I too wonder sometimes whether "paidaa'ish/paidaayish" really has anything to do with birth but Steingass has this entry and this word is the normal "official" word in Urdu for birth as in "taariiKh-i-paidaa'ish" (date of birth).

If one went to obtain a "birth certificate" in Pakistan, what one would be given is "naql-i-paidaa'ish" which is a copy from the register of births and deaths. So, in a way, "naql-i-paidaa'ish" is one's birth certificate.

To answer the original question, I would go for the following "paidaa'ishii saarTiifikeT" or "paidaa'ish naamah" for the time being. I say this because I am sure someone will come up with a better alternative!


----------



## BP.

QURESHPOR said:


> I think "sanad-i-aafriiish" may give the connotation "Certificate of creation"!
> 
> I too wonder sometimes whether "paidaa'ish/paidaayish" really has anything to do with birth but Steingass has this entry and this word is the normal "official" word in Urdu for birth as in "taariiKh-i-paidaa'ish" (date of birth)....

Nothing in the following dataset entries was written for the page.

PR #3102, opened 2024-01-31
LF-3998 Create POST endpoint to create a new animal group

kathyavini:
TODO:
- [ ] Clarify question noted in controller code: (behaviour when some animal/batch ids are invalid)
- [ ] Requires update where noted once batch model is completed
- [ ] Didn't write any tests yet

**Description**

Jira link: https://lite-farm.atlassian.net/browse/LF-3998
(shape of endpoint described here: https://lite-farm.atlassian.net/browse/LF-3989)

**Type of change**

**How Has This Been Tested?**

- [ ] Passes test case
- [ ] Other (please explain)

HAVE TESTED NOTHING

**Checklist:**

### DIFF
--- a/packages/api/src/controllers/animalGroupController.js
+++ b/packages/api/src/controllers/animalGroupController.js
@@ -27,8 +27,9 @@ const animalGroupController = {
       try {
         const { farm_id } = req.headers;
         const { related_animal_ids, related_batch_ids } = req.body;
-        let { name } = req.body;
+        let { name, notes } = req.body;
         name = baseController.checkAndTrimString(name);
+        notes = baseController.checkAndTrimString(notes);
 
         if (!name) {
           await trx.rollback();
@@ -59,6 +60,7 @@ const animalGroupController = {
         const record = await baseController.existsInTable(trx, AnimalGroupModel, {
           name,
           farm_id,
+          deleted: false,
         });
 
         if (record) {
@@ -68,7 +70,7 @@ const animalGroupController = {
         } else {
           const result = await baseController.postWithResponse(
             AnimalGroupModel,
-            { name, farm_id },
+            { name, notes, farm_id },
             req,
             {
               trx,
--- a/packages/api/src/controllers/animalGroupController.js
+++ b/packages/api/src/controllers/animalGroupController.js
@@ -1,0 +1,112 @@
+/*
+ *  Copyright 2024 LiteFarm.org
+ *  This file is part of LiteFarm.
+ *
+ *  LiteFarm is free software: you can redistribute it and/or modify
+ *  it under the terms of the GNU General Public License as published by
+ *  the Free Software Foundation, either version 3 of the License, or
+ *  (at your option) any later version.
+ *
+ *  LiteFarm is distributed in the hope that it will be useful,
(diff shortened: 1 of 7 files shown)


packages/api/src/controllers/animalGroupController.js
```diff
@@ -0,0 +1,112 @@
...
+
+        if (!Array.isArray(related_animal_ids) || !Array.isArray(related_batch_ids)) {
+          await trx.rollback();
+          return res.status(400).send('Animal ids and batch ids must be arrays');
+        }
+
+        if (!related_animal_ids.length && !related_batch_ids.length) {
+          await trx.rollback();
+          return res.status(400).send('Either animal ids or batch ids are required');
+        }
```
antsgar, line 46: We might want to allow creation of an empty group depending on how the UI works -- I could imagine a scenario where you can create the group with its name and leave it empty in a sort of "draft" state to add animals and batches later

packages/api/src/controllers/animalGroupController.js
```diff
@@ -0,0 +1,112 @@
...
+
+        // Check ownership of animals
+        for (const animalId of related_animal_ids) {
+          const animal = await AnimalModel.query(trx)
+            .findById(animalId)
+            .where({ farm_id })
+            .whereNotDeleted();
+
+          // QUESTION: do we prefer the whole transaction to fail and an error response if any of the animals in the provided array are invalid (as written here)? Or should they be skipped and the others still inserted?
```
antsgar, line 55: In the individual animal controller, I did the first (everything fails if there's something wrong with one animal). But I think we discussed it with @SayakaOno in my PR and the second option would actually be better, create (in this case add to the group) what we can, and return in the error which entitites/records failed. I didn't pursue that with individual animals because I wanted to move on for the time being, but I think if possible and if there's not a lot of extra effort involved the second option would be preferrable

antsgar (commented):
Looks good so far! 🎉

packages/api/src/controllers/animalGroupController.js
kathyavini: I was about to clarify whether we would to be sending an error code or a success code in this case (I would have thought still sending a 201 for the inserted records would make more sense) but then I Googled it and realized there is an actual response status for this case, mixed error and success! Cool! [207 Multi-Status](https://developer.mozilla.org/en-US/docs/Web/HTTP/Status/207).

SayakaOno: I actually thought the all-or-nothing approach was good @antsgar, but when it fails, the client may want all errors depending on what's it for (eg. file upload). Partial success requires more complexed UI, so I prefer to disscuss with Loïc and Kevin before finalizing it!

kathyavini: > when it fails, the client may want all errors depending on what's it for (eg. file upload)

This is a good point and I can definitely make that change (returning the array of all failures instead of the id of the first failure).

packages/api/src/controllers/animalGroupController.js
kathyavini: Done, it will accept both arrays as empty now.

OK how about سندِ تولید/ولادت then? 

As for date of birth, I've begun saying _taariikhe aafriinish_ and nobody has yet not understood. But the official or the widely accepted term is as you say _taariikhe paedaa2ish_.


----------



## Qureshpor

BelligerentPacifist said:


> OK how about سندِ تولید/ولادت then?
> 
> As for date of birth, I've begun saying _taariikhe aafriinish_ and nobody has yet not understood. But the official or the widely accepted term is as you say _taariikhe paedaa2ish_.



tauliid carries the meaning of "reproduction". I would certainly go along with "vilaadat-naamah". To my mind "sanad" inclines more towards a "qualification" than a paper cerificate.


----------



## BP.

QURESHPOR said:


> tauliid carries the meaning of "reproduction". ...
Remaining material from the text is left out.